## [TO DO]
Pull each line holding "emoji" out of the entries below.

+++ DATASET CONTENT +++

PR #1437, opened 2024-06-06
Use 3 emoji markers in the index log

ahoppen:
I found that 2 markers sometimes chooses very close color combinations like red-yellow and red-orange. Let’s add a third emoji marker to make it even easier to tell the log lanes apart.


ahoppen:
@swift-ci Please test

hamishknight (approved):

+++

## [ANSWER TO THIS TASK]
Use 3 emoji markers in the index log
I found that 2 markers sometimes chooses very close color combinations like red-yellow and red-orange. Let’s add a third emoji marker to make it even easier to tell the log lanes apart.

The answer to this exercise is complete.